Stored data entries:
PR #2002, opened 2015-02-25
ENYO-965 Restore spotlight focus to contextual popup

DavidUM:
Issue
-------
After pressing back key in ContexualPopup, spotlight focus does not return to origin.

Cause
--------
When popup is opened, contents of popup had spotlight focus. 
But back key hide popup without spotlight focusing, so spotlight focus lost its way and back to container.

Fix
----
When popup is closed with back key, trigger onRequestSpot event to focus contextualPopup button.

### DIFF
--- a/source/ContextualPopupDecorator.js
+++ b/source/ContextualPopupDecorator.js
@@ -136,6 +136,7 @@
 		*/
 		requestSpot: function (inSender, inEvent) {
 			enyo.Spotlight.spot(this);
+			return true;
 		}
 	});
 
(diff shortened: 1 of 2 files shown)


source/ContextualPopupDecorator.js
```diff
@@ -126,6 +127,15 @@
...
 			this.waterfallDown('onRequestHidePopup');
+		},
+
+		/**
+		* When back key is pressed, return spotlight focus to popup button
+		*
+		* @private
+		*/
+		requestSpot: function (inSender, inEvent) {
+			enyo.Spotlight.spot(this);
```
clinuz: Shouldn't this `return true;`?

DavidUM: Yes, you are right. I missed it!
I updated it and testified its functionality on PC.
Thanks @clinuz

PR #2003, opened 2015-02-25
ENYO-1091: Marquee (when set marqueeOnHover as true) is not stop when fo...

KunmyonChoi:
...cus moves to other control by 5way

### Issue:
Header title marquee is not stop after focus move to 'switch mode' in 5way.

### Fix:
Stops marquee if other control is focused only when a marquee control which is having marqueeOnHover option as true is flow.


lishammel:
Closing this PR out as the jira was fixed another way

PR #2010, opened 2015-03-04
ENYO-510 - Modified DataGridList Sample so to pass custom placeholder to GridListImageItem kind

rakesh25:
Issue:

DataGridListSample needs to pass custom placeholder(enyo.Image.placeholder) to GridListImage kind

Fix:

Though binding, placeholder value being passed to kind.

Enyo-DCO-1.1-Signed-off-by: Rakesh kumar rakesh25.kumar@lge.com

### DIFF
--- a/samples/DataGridListSample.js
+++ b/samples/DataGridListSample.js
@@ -43,9 +43,9 @@ enyo.kind({
 		]}
 	],
 	bindings: [
-		{from: ".collection", to: ".$.dataList.collection"},
-		{from: ".collection", to: ".$.gridList.collection"},
-		{from: ".$.selectionTypeGroup.active", to: ".$.gridList.selectionType",
+		{from: "collection", to: "$.dataList.collection"},
+		{from: "collection", to: "$.gridList.collection"},
+		{from: "$.selectionTypeGroup.active", to: "$.gridList.selectionType",
 			transform: function (selected) {
 				return selected && selected.value;
 			}
@@ -67,8 +67,7 @@ enyo.kind({
 				selected: false,
 				text: "Item " + idx + title,
 				subText: subTitle,
-				url: "http://placehold.it/300x300/" + Math.floor(Math.random()*0x1000000).toString(16) + "/ffffff&text=Image " + idx,
-				placeholder: enyo.Image.placeholder
+				url: "http://placehold.it/300x300/" + Math.floor(Math.random()*0x1000000).toString(16) + "/ffffff&text=Image " + idx
 			});
 		}
 		// update our internal index so it will always generate unique values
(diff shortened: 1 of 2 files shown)


samples/DataGridListSample.js
```diff
@@ -67,7 +67,8 @@ enyo.kind({
 				selected: false,
 				text: "Item " + idx + title,
 				subText: subTitle,
-				url: "http://placehold.it/300x300/" + Math.floor(Math.random()*0x1000000).toString(16) + "/ffffff&text=Image " + idx
+				url: "http://placehold.it/300x300/" + Math.floor(Math.random()*0x1000000).toString(16) + "/ffffff&text=Image " + idx,
+				placeholder: enyo.Image.placeholder
```
aarontam: I think we can probably remove this as the default value of `placeholder` is `enyo.Image.placeholder`

source/GridListImageItem.js
```diff
@@ -33,6 +33,20 @@
 
 		/**
 		* @private
+		* @lends moon.Button.prototype
+		*/
+		published: {
+			/**
+			* @type {String}
+			* @default ''
```
aarontam: The default value in the documentation should be updated to reflect the current value.

source/GridListImageItem.js
```diff
@@ -33,6 +33,20 @@
 
 		/**
 		* @private
+		* @lends moon.Button.prototype
```
aarontam: I'm guessing this is a copy/paste remnant? :)

samples/DataGridListSample.js
```diff
@@ -90,9 +91,11 @@ enyo.kind({
 	mixins: ["moon.SelectionOverlaySupport"],
 	selectionOverlayVerticalOffset: 35,
 	subCaption: "Sub Caption",
+	imageSizing: "cover",
 	bindings: [
 		{from: ".model.text", to: ".caption"},
 		{from: ".model.subText", to: ".subCaption"},
-		{from: ".model.url", to: ".source"}
+		{from: ".model.url", to: ".source"},
+		{from: ".model.placeholder", to: ".placeholder"}
```
Djspaceg: Please remove the prefixed `.` in front of each of these bindings to/from strings. It is no longer needed.

samples/DataGridListSample.js
```diff
@@ -90,9 +91,11 @@ enyo.kind({
 	mixins: ["moon.SelectionOverlaySupport"],
 	selectionOverlayVerticalOffset: 35,
 	subCaption: "Sub Caption",
+	imageSizing: "cover",
```
Djspaceg: This new default is unnecessary. It changes the way that the sample is rendered, switching from `img` tag to `div` tag. It can stay only if we have a reason for the change.

samples/DataGridListSample.js
rakesh25: Got it!. Removing it.

samples/DataGridListSample.js
rakesh25: You are right. Removing it making img as default case.

ryanjduffy:
Closing master PRs

PR #2023, opened 2015-03-09
ENYO-1159: Clean-up cruft.

aarontam:
### Issue
Ran into this while merging another PR and wanted to clean it up while it was still fresh. Due to some refactoring and clean-up in https://github.com/enyojs/moonstone/pull/1693, there were a few additional properties, methods, and calls, that were orphaned.

### Fix
The unnecessary properties, methods, and calls have now been removed as necessary.

### DIFF
--- a/source/Popup.js
+++ b/source/Popup.js
@@ -167,16 +167,6 @@
 		activator: null,
 
 		/**
-		* @private
-		*/
-		directShowHide: false,
-
-		/**
-		* @private
-		*/
-		initialDuration: null,
-
-		/**
 		* Creates chrome components.
 		*
 		* @private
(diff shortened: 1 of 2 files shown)


source/Popup.js
```diff
@@ -192,7 +182,6 @@
 		create: function () {
 			this.inherited(arguments);
 			this.animateChanged();
-			this.initialDuration = this.getComputedStyleValue('-webkit-transition-duration', '0.4s');
```
ryanjduffy: Not that it changes the PR at all but I don't think this could have ever returned anything other the `0.4s` because `getComputedStyleValue` is guarded by `hasNode()` which would always (I think) be falsey at this point in the lifecycle.

/shrug

PR #2024, opened 2015-03-09
ENYO-1138: Ensuring requestScrollIntoView's originator is showing before...

germboy:
... triggering the scroll.

### Issue
Developers could have a need to arbitrarily hide controls at any time - including after issuing a "requestScrollIntoView" event, causing an unexpected scroll to a hidden control (or bounce-effect).

### Fix
Ensuring controls are showing before performing the scroll should eliminate these edge-cases.

Enyo-DCO-1.1-Signed-off-by: Jeremy Thomas <jeremy.thomas@lge.com>

### DIFF
--- a/source/MoonScrollStrategy.js
+++ b/source/MoonScrollStrategy.js
@@ -715,16 +715,19 @@
 		* @private
 		*/
 		requestScrollIntoView: function(sender, event) {
-			var showVertical, showHorizontal,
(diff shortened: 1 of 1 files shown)


germboy:
It seems to me that developers could have a need to arbitrarily hide controls at any time - including after issuing a "requestScrollIntoView" event. Ensuring controls are showing before performing the scroll should eliminate these edge-cases.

Task objective: Scan the data above for the word "performing", then copy every line that holds it.

Expected output:
Ensuring controls are showing before performing the scroll should eliminate these edge-cases.
It seems to me that developers could have a need to arbitrarily hide controls at any time - including after issuing a "requestScrollIntoView" event. Ensuring controls are showing before performing the scroll should eliminate these edge-cases.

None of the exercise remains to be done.